The two-core fold. BarrierMegacore and its program-descriptor twin net_util::SynchronizeProgramDescriptorStatesMegacore (0x1c697540) each build a Fingerprint2011-derived barrier id, then run a CoreIndex → SmodU32(core_count=2) → SaddS32 even/odd sync-add on the reserved megacore SFLAG slot (Target::GetMegacoreBarrierSyncFlagNumber 0x1d60f4e0, address label "megacore barrier sync flag"), with CHECK(core_count == 2) / CHECK(TensorCoresPerLogicalDevice() == 2) enforcing the even/odd pair.
The TC SFLAG block init. Target::Init (0x1d60fc20) carves the megacore / AllReduce / Global accessors out of the chip's special-purpose SFLAG range: base = arr[0] → Target+0x8c0, count = arr.size() − 5 → Target+0x8c4. The −5 reserves the top five slots for the named runtime accessors, of which base+count+0 is the megacore slot.

The even/odd twist topology (which physical core is "primary" vs "secondary", how the two cores map onto the torus) is on Megacore Even/Odd Split; the SFLAG handshake protocol (VsyncAdd / VwaitGeSV semantics, the full BarrierType taxonomy) is in Barriers / TensorCore Barrier / SpecialPurposeSyncFlags. This page concentrates on the MEGACORE(4) marker, the two-core collective fold, and the megacore SFLAG slot init.


Megacore TC barrier (runtime fold)	`LloRegionBuilder::BarrierMegacore` — `0x1d5222a0`
Program-descriptor state fold	`net_util::SynchronizeProgramDescriptorStatesMegacore` — `0x1c697540`
Megacore SFLAG-slot accessor	`Target::GetMegacoreBarrierSyncFlagNumber` — `0x1d60f4e0` (`base+count`)
SFLAG-block filler	`Target::Init` — `0x1d60fc20` (`+0x8c0 = arr[0]`, `+0x8c4 = size − 5`)
Special-purpose SFLAG source	`TpuChipConfig::GetSpecialPurposeSyncFlags(TpuCoreType)` — `0x20afcf40`
The dead type-4 arm	`net_util::GetBarrierSyncFlag` — `0x1c69ad00`
Megacore mode gate	`TpuChipConfig::Megacore()`; `TpuChipConfig+0x7c ≥ 2`; `CoresPerChip(TC) == 2`
Source TUs	`platforms/xla/service/jellyfish/target.cc`, `.../llo_region_builder.cc`, `.../lowering/net_util.cc`

1. The `MEGACORE(4)` Marker Is Never a `BarrierConfig`

BarrierType is a 5-valued enum, stored as BarrierConfig.barrier_type at struct offset +0x20 (field 1).
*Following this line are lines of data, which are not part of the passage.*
PR #229, opened 2022-04-26
Voting groups api

enzoc4:
Supersedes #198 and #200 

I'm creating a different PR because I think it's a bit cleaner, since I didn't really implement the API as it is in neither of those. There are still a few things I could polish a bit more, and some more testing, but I'm opening it now because I think it's mostly ready for review.

# API

### proposals -> proposal

`GET v0/proposals/{id}` is now `GET v0/proposal/{id}/{group-id}`

I removed the `s` since it returns a single proposal, which I think is more consistent. Also added the group-id filter.

### get all proposals

`GET v0/proposals` is now `GET v0/proposals/{group-id}`

## Comments

`POST v0/proposals` is kept as it is.

# Data

Add new two tables

# proposals_voteplans

As was more of less hinted in #200 I added a 1-N relationship between ideascale proposals and on-chain proposals. I kept a unified view in the API though, because it's simpler.

This also adds a new csv to load this table. I think this approach is cleaner than duplicating each proposal but changing voteplan ids. The only cons I see with this is that as it is right now an ideascale proposal could be not associated with any on chain proposal if we mess up the construction, but we could add a check for that anyway.

# groups

Similar thing, this table maps tokens to groups names/ids. Also has its own new csv file to populate it. 

# Use-cases/flow

As it is right now, this is how I understand things should work.

Users can know which groups they belong to in two ways: 

One is that they fetch the account status from the node to get their voting tokens. Then fetch the fund with `v0/fund`, and filter by this (on client side)

Two is that they use the snapshot endpoint once it's finished, since it will provide the voting power for each group, along with the group id.

Then they can operate within one group at a time, by adding the parameter to the `proposal` endpoint. The rest should be equal to the way things work right now.


vit-servicing-station-lib/migrations/2020-05-22-112032_setup_db/up.sql
```diff
@@ -30,12 +30,18 @@ create table proposals
...
-    chain_proposal_index BIGINT NOT NULL,
     chain_vote_options VARCHAR NOT NULL,
-    chain_voteplan_id VARCHAR NOT NULL,
     challenge_id INTEGER NOT NULL
 );
 
+create table proposals_voteplans (
+    proposal_id VARCHAR NOT NULL primary key,
+    chain_voteplan_id VARCHAR NOT NULL,
+    chain_proposal_index BIGINT NOT NULL,
```
Zeegomo, line 40: does this really need to be bigint? I think we only support 256 proposals in a voteplan

Zeegomo (changes requested):

vit-servicing-station-lib/migrations/2020-05-22-112032_setup_db/up.sql
enzoc4: I guess not, I didn't really change it though, it was already a bigint. 

That said, I think it makes no difference in sqlite, since they say

```
INTEGER. The value is a signed integer, stored in 0, 1, 2, 3, 4, 6, or 8 bytes depending on the magnitude of the value.
```
and `BIGINT` has `INTEGER` affinity/storage class.

I could change it anyway though.

vit-servicing-station-lib/Cargo.toml
```diff
@@ -11,7 +11,7 @@ license = "MIT OR Apache-2.0"
 async-trait = "0.1.33"
 base64 = "0.12.1"
 time = { version = "0.3", features = ["parsing", "formatting"] }
-diesel = { version = "1.4.5", features = ["sqlite", "r2d2"] }
+diesel = { version = "1.4.5", features = ["sqlite", "r2d2", "64-column-tables"] }
```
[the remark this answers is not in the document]
enzoc4: yeah, I wanted to avoid that... And started a refactor on the `Queryable` implementation on `FullProposalInfo` to avoid it, but it turned out to be a bit complicated and I threw it away. I'm not really super accustomed to diesel yet to be honest.

doc/api/v0.yaml
```diff
@@ -78,41 +78,56 @@ paths:
...
+          required: true
       responses:
         "200":
           description: Valid response
           content:
             application/json:
               schema:
                 items:
-                  $ref: "#/components/schemas/ProposalWithChallengeInfo"
+                  allOf:
```
Zeegomo, line 102: `allOf` is not needed

doc/api/v0.yaml
```diff
@@ -78,41 +78,56 @@ paths:
...
+            type: string
+          required: true
       responses:
         "200":
           description: Valid response
           content:
             application/json:
               schema:
-                $ref: "#/components/schemas/ProposalWithChallengeInfo"
+                allOf:
```
Zeegomo, line 129: same

Zeegomo (approved):
Looks good, just a few nits to fix

PR #231, opened 2022-05-03
Multiple fund and multiple stage dates

enzoc4:
Still may need some tweaking/refactoring here and there.

This PR

Removes the restriction on only having a single fund, instead it assumes that the first one in csv is the current one.

Adds a getter endpoint for all the funds, in the order they were inserted.

Adds a PUT endpoint at `v0/fund` that allows editing/replacing the funds (or creating a new one, but maybe this should be disabled). I'm still unsure on whether this needs some sort of authentication or not.

Adds some fields to the `Fund` model, for dates of different stages.


Zeegomo (changes requested):

doc/api/v0.yaml
```diff
@@ -56,6 +56,45 @@ paths:
...
+        "422":
+          description: The input is malformed.
+
+  /api/v0/funds/:
+    get:
+      operationId: getFunds
+      summary: Get list of the funds
+      tags: [fund]
+      description: |
+        Get list of all the funds in the db. Ordered in time, which means the first one is the current one.
```
Zeegomo, line 87: maybe it's enough to return all the funds ids? I'm not sure there are a lot of cases where you want to fetch all of them

enzoc4: Well, it is mostly to save a request, since this would be queried all the time.

And I was expecting that we just add the two that we care about for now, we can add pagination arguments in the future (like `start=current&limit=2`) if necessary.

Another option would be to just return the current and the next in `v0/fund`, since that endpoint is a bit strange anyway, and is the one that the app currently uses, and keep this only for ids.

Zeegomo: My understanding is that we want to keep old entries as well, how do we handle those?

>which means the first one is the current one.

like this would not be true anymore I think

enzoc4: If we add old funds, yes, but are we going to do that? 

Currently you can just have the current one. And even here I only removed the restriction on having one, but I'm still using the first one as the current (and `v0/funds` does the same).

But I can remove that part of the comment for it to be more generic.

Zeegomo: Depends on requirements, when I read `continuous` I interpreted it as not restarting the instance each fund but rather add new stuff, which would mean that we return old stuff as well. But if that's not needed we can just restart it without any past data

vit-servicing-station-lib/src/db/queries/funds.rs
```diff
@@ -40,43 +45,66 @@ pub async fn query_fund_by_id(id: i32, pool: &DbConnectionPool) -> Result<Fund,
...
+}
+
+pub async fn query_current_fund(pool: &DbConnectionPool) -> Result<FundWithNext, HandleError> {
     let db_conn = pool.get().map_err(HandleError::DatabaseError)?;
     tokio::task::spawn_blocking(move || {
-        let fund = fund_dsl::funds
+        let funds: Vec<Fund> = fund_dsl::funds
             // TODO: Not sure if sorting by the PK is actually necessary
+            //
+            // this assumes that the next will be the second inserted
```
Zeegomo, line 70: we should make it clear in the interface as well

Zeegomo (approved):

doc/api/v0.yaml
```diff
@@ -56,6 +58,41 @@ paths:
...
+          required: true
+      responses:
+        "200":
+          description: Valid response
+        "422":
+          description: The input is malformed.
+
+  /api/v0/funds/:
+    get:
+      operationId: getFunds
```
Zeegomo, line 81: should this return just the ids now?

vit-servicing-station-lib/src/db/queries/funds.rs
enzoc4: which interface, exactly?

doc/api/v0.yaml
enzoc4: done, I wonder why is the CI not running though

vit-servicing-station-lib/src/db/queries/funds.rs
Zeegomo: the one we use to insert new funds, but not sure we have that currently :)

enzoc4: I mean, it's inserted from a csv... I guess I could add a comment in that argument's documentation. At some point I considered validating that the fund start dates were in order, but then I changed my mind.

The decisive structural result of this fold: only three of the five arms are ever serialized into a BarrierConfig.

`BarrierType`	Produced as a `BarrierConfig`?	Realized as	SFLAG slot
`BARRIER_INVALID(0)`	default (all-zeros, never written)	`GetBarrierSyncFlag` CHECK-fail target	— (illegal)
`GLOBAL(1)`	yes — `DetermineBarrierConfigForKey` / `InferBarrierConfig`	`GetGlobalBarrierSyncFlagNumber`	`base+count+4` (TC)
`REPLICA(2)`	yes — same producers	per-id window	`base + id` (`id < count`)
`CUSTOM(3)`	yes — same producers	per-id window	`base + id` (`id < count`)
`MEGACORE(4)`	NO — never written anywhere	runtime `BarrierMegacore` (not a config)	`base+count` (separate accessor)

The two functions that write BarrierConfig.barrier_type — DetermineBarrierConfigForKey (0x109c6fa0, writes 1 / 2 / 3 only) and the normalizer InferBarrierConfig (0x1376c240, rewrites CUSTOM→GLOBAL on a singleton channel, can set REPLICA, never 4) — both confirmed to never emit 4. There is no megacore-specific assignment pass. The MEGACORE enumerator is an enum value that is never materialized into a config.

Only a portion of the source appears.